(Collected data)

PR #94, opened 2017-02-07
search@mohammad-sn: Added new applet

mohammad-sn:
**Search** is an applet that adds indexing and search capability to Cinnamon desktop. It uses a modified version of mlocate/updatedb in order to search for files.


jaszhix:
Why did mlocate need to be modified, and what is modified?

mohammad-sn:
Hi @jaszhix 
In the original mlocate, updatedb uses whitespace character to seperate directories passed to --prunepaths (used for excluding directories from indexing). As it doesn't support regex or wildcards, there is no way to exclude a directory with whitespaces in its path. I modified updatedb to interpret '?' character in prunepath variable as a wildcard which could replace any character. Modified source code is included in the applet.

Odyseus:
Hello, everybody.

@mohammad-sn: I don't think that you should ship your applet with a binary. In fact, no xlet should be allowed to be shipped with a binary.

What I think you should do is to make your applet work with the binaries provided by the system and provide instructions on how to get and install the modified binaries that you suggest could be more useful to use with your applet (at the USER's own risk).

Providing the source of the binaries isn't much of an improvement either.

- You shipped the source code compressed, forcing the reviewers to download and decompress the files.
- Even if the source would not have been compressed, you are forcing the reviewers to review hundreds of files and thousands of lines of code.
- And even if any reviewer would be willing to do all that job, they have to build from source to compare the resulting binary with the one that you provide with your applet.

I simply don't think that a reviewer should be subjected to such a labor. Just my two cents.

jaszhix:
I agree with Odyseus, it seems like a lot could be abused if binaries are allowed in.

With that said, @mohammad-sn, I think you could do all of this in javascript using Gio and GLib.

mohammad-sn:
@Odyseus, @jaszhix, I'll consider making it work with system's mlocate package. I agree with you about shipping binaries with an xlet.
Thank you.

collinss:
If it turns out that you absolutely can't do something without compiling, we might be able to implement a mechanism where you can include the source files and have them compiled on installation. That would be a lot of work, though, so I would only suggest doing it as a last resort.

clefebvre:
Closing for now because of the presence of the binary files.

PR #99, opened 2017-02-08
clipboard-qr@wrouesnel: fix applet from crashing

NikoKrause:
When closing QR scanner without having scanned anything, the applet does not pop up anymore.
Catch this error.

Restore Readme from wayback machine


NikoKrause:
@wrouesnel

PR #101, opened 2017-02-09
Icing Task Manager: Update to 4.3.3

jaszhix:
* Russian translation update by
[ArionWT](https://github.com/jaszhix/icingtaskmanager/pull/96).
* Updated the Lodash dependency to 4.17.4, and modified it to prevent
CJS warnings.


NikoKrause:
Since we talked about binaries in another pull request.
`.mo` files are not really binary files, but you can't really check/view them and they are created from `.po` files, so no need for them to be there actually.
Can you remove them please?
We'll also remove them form other applets as well.

jaszhix:
No, those binaries are not executable. I'm sorry, that doesn't make sense. They're needed for localization to work.

NikoKrause:
they are created automatically from .po files,

jaszhix:
This applet [manually handles them](https://github.com/linuxmint/cinnamon-spices-applets/blob/master/IcingTaskManager%40json/src/applet.js#L471). We've been over this before already, this was written before the language tools were available, and I don't want to use them at the moment.

jaszhix:
I think this should be merged, because I think opinionated handling of localization would represent a shift in policy, and should require communication to developers ahead of time. ```mo``` files are binaries in the same sense that images are binaries. The other applet you reference was using ```GLib.spawn_sync``` on its included binaries. So, not comparable at all.

NikoKrause:
I'm not speaking for Linux Mint, but for myself.
I as a reviewer can't see what's in the .mo file. I can look at an image file though.

Your manual way of handling this is way too complicated. All you have to do is to store the .po files in a directory called po. Done. Nothing else.

If you install your applet through System Settings, Cinnamon checks for the po directory and creates the .mo files in the needed path.

I don't know what's the opinion of others.
Better ask @collinss

jaszhix:
Its a small update, and I think if this is a requirement we should update it when you remove the ```mo``` files from all the other repo's, but until then I think it should be merged.

jaszhix:
By the way, if you cd into ```src/locale```, run ```msgfmt -cv -o ./mo/ru.mo ./ru.po````, the mo binaries will be identical. The de.mo file was supposed to be included in the last release, and I accidentally only committed it into the src directory. I agree your suggestion sounds more ideal, but perhaps for next time.

collinss:
I think it is a good policy to have nothing in this repository that cannot be reviewed on Github - not just for security reasons, but for maintainability. Applet developers are a particularly transient bunch (as a whole, not individually). We never know who will decide to abandon their applets, and we need to be able to maintain it if that happens. We can't afford to have exceptions, either.

Now I realize that .mo files are a little different than an executable binary, but since we have a mechanism to generate the .mo files at install time, I would prefer to use that moving forward.

That being said, I agree that we can't just implement new rules without warning and expect everyone to bend over backwards to comply immediately. I don't think it's unreasonable to give some time before this policy on .mo files needs to be enforced. In the mean time, I will add this to the readme, and we'll be cleaning up the other applets that have binary data. I will also merge this PR, but please look into making the change at your earliest convenience. If you need some help, or guidance, don't hesitate to ask either.

PR #108, opened 2017-02-10
network@brownsr: add l10n/translation support and German translation

NikoKrause:
also renamed applet from "network" to "Network"

@brownsr: Are you ok with the renaming?


brownsr:
No problem at all !

PR #113, opened 2017-02-12
localipswithsettings@edaubert: new applet

edaubert:
This applet is a fork of ```localip@mrieracrespi``` which add a way to configure what is displayed.
I also change the way the IPs are retrieved because the way it is done on ```localip@mrieracrespi``` doesn't allow to filter the IPs.

There  is still one issue which is not handled about the ```destroy``` of the applet.
Indeed as on ```localip@mrieracrespi```, even if the applet is not displayed anymore, the function which retrieved the IPs are still executed and seems to never stop.
However I didn't find a way to know that the applet has been destroyed so it seems that nothing can be done.


NikoKrause:
A few things.

You should add an icon.png besides info.json.

The description in metadata is quite long. It should be a short description of what the applet does. The Rest can be added to README.md, e.g. that It's a fork of an applet, etc.

Regarding your issue. I think there's a function 
`on_applet_removed_from_panel`
Maybe that's something you searched for.
It's used for example here https://github.com/linuxmint/cinnamon-spices-applets/blob/master/CinnVIIStarkMenu%40NikoKrause/files/CinnVIIStarkMenu%40NikoKrause/3.2/applet.js

edaubert:
Hi,

Thanks for you remarks.
I have tried to take them into account.

I have added the missing icon, and create a README.md.

Thanks for ```on_applet_removed_from_panel``` I had missed it before.
I update the code to take it into account.

Regards.

Odyseus:
Hello, everybody.

@edaubert: In the future, a better way to "clean up" the functions is as follows:

First, declare a property on applet **_init** that will be used to "store" the function:

```javascript
this.myFunctionId = 0;
```

Then "store" the function:

```javascript
if (this.myFunctionId > 0) {
    Mainloop.source_remove(this.myFunctionId);
    this.myFunctionId = 0;
}

this.myFunctionId = Mainloop.timeout_add_seconds(this.settings.getValue("refreshInterval"), Lang.bind(this, function refreshTimeout() {
    this.refreshLocation();
}));
```

And then add the code to do the "clean up" on applet removal:

```javascript
on_applet_removed_from_panel: function () {
    if (this.myFunctionId > 0) {
        Mainloop.source_remove(this.myFunctionId);
        this.myFunctionId = 0;
    }
}
```

By the way, you can simply use **this.refreshInterval** instead of **this.settings.getValue("refreshInterval")**.

edaubert:
I understand the use of `source_remove` but I am not sure this is enough.

What about concurrency ?

Are you sure that it is not possible to have concurrency on the execution of `refreshLocation` and `on_applet_removed_from_panel` ?

Because otherwise, it may happen that the `source_remove` is applied on the running function and so a new one will be added.

collinss:
@edaubert concurrency is not an issue within Cinnamon. For better or worse, Cinnamon is single-threaded, and so there is only one piece of code running at any given time. The Mainloop.timeout_add_seconds will wait the specified time, and then try to run as soon after that as possible, but it will wait until the current line of code has finished executing first.

edaubert:
Ok. Thanks for the explanations.

I made the changes proposed by @Odyseus.

collinss:
@edaubert Sorry, I've got a few more things.
* README.md is in uuid/files/uuid/. In order for this to show in your applet page on the spices website, it should be in uuid/ along with your info.json, icon.png, and screenshot.png
* Line 101 in applet.js uses a synchronous call. This is usually not a problem as most such commands finish very quickly, but it does freeze Cinnamon while it is running (that's how synchronous calls work). If the command takes longer than normal for some reason, the freezes will become noticeable to the user and could even hang the ui indefinitely if the script fails to terminate. You should change this to an async call instead. If you need an example of how to do this, I did the same thing with one of my applets [here](https://github.com/linuxmint/cinnamon-spices-applets/commit/9d81d620befd5f757aae30f0a8af35caecef6f5d).
* In metadata.json, you have an extra argument ```"dangerous": true``` which probably shouldn't be there. It is autogenerated by Cinnamon when the applet is added, and is used to identify to the user any applets that have calls that are potentially "dangerous" (have been known to cause freezes/crashes/etc). In your case it is set to true because of the synchronous call I mentioned in my previous point. It would probably be best to just remove that argument from your pr entirely.

edaubert:
Hi,

Thanks for the new remarks, I have taken them into account.

collinss:
Thanks for being patient with our requests!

Work instructions:
In the entries above, copy each line that contains the string "updatedb".

Output of the task:
**Search** is an applet that adds indexing and search capability to Cinnamon desktop. It uses a modified version of mlocate/updatedb in order to search for files.
In the original mlocate, updatedb uses whitespace character to seperate directories passed to --prunepaths (used for excluding directories from indexing). As it doesn't support regex or wildcards, there is no way to exclude a directory with whitespaces in its path. I modified updatedb to interpret '?' character in prunepath variable as a wildcard which could replace any character. Modified source code is included in the applet.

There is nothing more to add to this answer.